Bâb-ı Âlî bürokrasisi, devşirme sisteminin sona ermesi üzerine, 18. yüzyılda Osmanlı Devleti’nin yönetici sınıfı konumuna yükseldi. “Efendilerin paşa olması” sözleriyle betimlenen bu süreçte, devletin çeşitli bürolarında çalışan ve “kalemiyye” diye anılan kâtip sınıfı, yavaş yavaş yüksek memurlukları ele geçirdi. İlk olarak Amerikalı tarihçi Norman Itzkowitz’in dikkat çektiği bu dönüşüm sonucunda, 18. yüzyıldaki 37 başdefterdarın 28’i maliye bürokrasisinden, 26 reisü’l-küttabın 16’sı ise o zamanın “dışişleri bakanlığı” diyebileceğimiz reisü’l-küttaplık bürosundan çıkmıştır. Bu durumu, biçimsel olarak II. Mahmud döneminde ortaya çıkacak olan nezâretlerin (bakanlıkların), işlevsel olarak 18. yüzyılda oluştuklarını öne sürerek tanımlamak, abartılı bir iddia olmaz. 

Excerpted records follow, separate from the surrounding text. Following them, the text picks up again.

PR #952, opened 2017-03-24
Remove "usps" hardcoding to support more carriers for label purchases

### LINKED ISSUE #891: Remove hardcoded 'usps' usage
In order to set up WCS for multiple shipping carriers, we need to remove the hardcoded `'usps'` strings from the plugin.

This issue represents the following work:
* Identify cases where removal of the hardcoded string requires significant effort or a coordinated server change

Bürokrasinin ağdalı, resmî dilini kullanan sınıfın egemenliği ise, yazı Türkçesinin de ağdalı bir üslûba doğru kaymasına yol açtı. Düz yazının tümüyle devlet memurlarının, ya da en azından devlet memurluğunda yetişmişlerin tekelinde olduğu bir dönemde böylesi bir gelişme gayet doğaldı. Ancak bunun, konuşma diline de yansıdığı görüldü. Böylece, yaygın olmayan, yakası açılmadık sözcükler ya da deyimler kullananlara ilişkin, gerçek anlamı “akıllılar, bilgililer” olan, “ukala” sıfatı 19. yüzyıl ortalarında devreye girdi. 

Yeni alfabenin geçit töreni Yeni alfabenin benimsetilmesi için gösterilen çabalar, sonraki yıllarda da devam etmişti. Cumhuriyet’in 10. yılı kutlamalarında taşrada bir kortej.

Eski, bilinen bir sözcüğün 19. yüzyıl ortalarından itibaren böyle yeni bir anlam taşır olmasının bir nedeni de, II. Mahmud döneminden itibaren Türkçede bir yalınlaşma akımının başlamasıdır. Bu gelişmenin kökeninde ise gazetenin ortaya çıkışını görüyoruz. Nitekim Osmanlı Devleti’nin resmî gazetesi olan Takvîm-i vekâyi’nin (1831), Türkçenin yalınlaşması sürecinde çok önemli bir rolü olmuştur. Ne var ki bunun “halkın anlayabilmesi” için yapıldığını sanmak büyük hata olur. Takvim-i vekâyi, halk okusun da öğrensin diye çıkarılmamıştı. Amacı, devlet memurlarını, özellikle de genç, henüz yeterince bilgili ve deneyimli olmayanları, bir de, merkezden uzakta bulunanları bilgilendirmekti. Ama kısa bir süre sonra halkın okuması için de gazete çıkarılır oldu. Cerîde-i havâdis (1840) gazetesiyle başlayan bu yeni süreçte ise, olan bitenin ortalama vatandaşa yorumlu, yani siyasal eleştiriyle aktarılma çabası, dilde yalınlaşmayı hızlandırdı. Sözkonusu yalınlaşmaya asıl ivme kazandıran gelişme ise, Osmanlı Devleti’nin Tanzimat’la birlikte bir kamu eğitimi politikası başlatması oldu. Bilindiği gibi, söz konusu döneme kadar devletin verdiği eğitim, eskiden olduğu gibi, yalnızca devlet için çalışacak olanlara veriliyordu. Dolayısıyla, Tıbbiye’yi ya da Harbiye’yi kuran devlet, ilköğretime eskisi gibi karışmamış, bunu camilerin bir tür yan kuruluşu olan geleneksel mekteplere bırakmıştı. Modern eğitim kurumlarının ortaya çıkması böylece 1840’ların sonunu buldu ve başkent İstanbul’da kurulan ilk modern okullar hemen taşrada da 1850’lerde açılmaya başladı. Bu gelişme, 1857’de Maarif Nezareti’nin (Eğitim Bakanlığı) kurulmasıyla sonuçlandı. Bu tarihten sonra Osmanlı Devleti daha kapsamlı eğitim programları uygulayacak ve Türkçe’nin yalınlaşmasına çok büyük bir katkı yapacaktı. 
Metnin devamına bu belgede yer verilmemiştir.